PR #2101, opened 2025-09-10
Added feature "First Day of Week" as regional setting

mayrsau:
Here is a small contribution to this awesome project:  Adding a setting for adjusting the first day of the week for calendar and event scheduling purposes.   This allows the application to be configured to match regional settings, and helps planning full-week events.

Also upgraded language files dependent on this feature, and fixed several typos to enable searching code better.


vassbo:
Please remove the typo fixes in this PR as it makes it hard to see what's new. Also some of the typos must stay as the user data depends on it. (Also the language files should not be updated here as they depend on data from Transifex)

vassbo:
Btw. thanks for the PR, :) I'm thinking this should be an option in the "Calendar" page, instead of the general settings, as it's only used there. Also if we can auto get the preferred value that would be great.

vassbo:
If you would like to translate, please join Transifex: https://explore.transifex.com/nettbiter/freeshow/

vassbo:
This is what I was thinking: https://github.com/ChurchApps/FreeShow/commit/b4abb027616f35a55e4a45f0155a0fb00e64c101

I also used the `new Intl.Locale(languageId).getWeekInfo().firstDay` to automatically get the preferred first day.

mayrsau:
> This is what I was thinking: [b4abb02](https://github.com/ChurchApps/FreeShow/commit/b4abb027616f35a55e4a45f0155a0fb00e64c101)
> 
> I also used the `new Intl.Locale(languageId).getWeekInfo().firstDay` to automatically get the preferred first day.

Thanks, Kristoffer.  This resolved our issue.  My only concern is finding those settings.  It is not obvious to a casual user.  I will add it to the documentation.

vassbo:
Thanks. I'm thinking it does not need to be very visible as it should set it automatically.

mayrsau:
> Thanks. I'm thinking it does not need to be very visible as it should set it automatically.

Yes, I think this would be acceptable the way it is if the settings actually pick up from the locale in my host OS (Windows).  In my case, it is not picking it up, so having that settings option to override it solves my immediate problem.  

I am not sure where `Intl.Locale(languageId).getWeekInfo().firstDay` is getting its data from.  I see the `FreeShow/node_modules/dayjs/esm/locale` settings are not coming through, and my OS locale either.  I have my language set to `en` (FreeShow & OS) and my regional settings `United States` (OS).

Another issue I see with the automatic setting: currently the `Calendar.svelte` file seems to support only Sunday & Monday as first day of week (the most common cases), but in some locales, they use Saturday instead (and my OS lets me actually set it to any day of the week), which would break the logic if set automatically to Saturday.  Correct me if I am wrong, since I did not review the code in detail.

Here is a map with these preferences:
[First Day of Week Map](https://en.wikipedia.org/wiki/Week#/media/File:First_Day_of_Week_World_Map.svg)

vassbo:
It's getting data directly from the computer. It should not break, it can do for now. You can check it out in the next version.

vassbo:
https://github.com/ChurchApps/FreeShow/releases/tag/v1.5.0-beta.2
|---|
## WHAT YOU SHOULD DO:
Find the lines in the data that include "github", then copy each of them.

## RESULT FOR THIS EXERCISE:
This is what I was thinking: https://github.com/ChurchApps/FreeShow/commit/b4abb027616f35a55e4a45f0155a0fb00e64c101
> This is what I was thinking: [b4abb02](https://github.com/ChurchApps/FreeShow/commit/b4abb027616f35a55e4a45f0155a0fb00e64c101)
https://github.com/ChurchApps/FreeShow/releases/tag/v1.5.0-beta.2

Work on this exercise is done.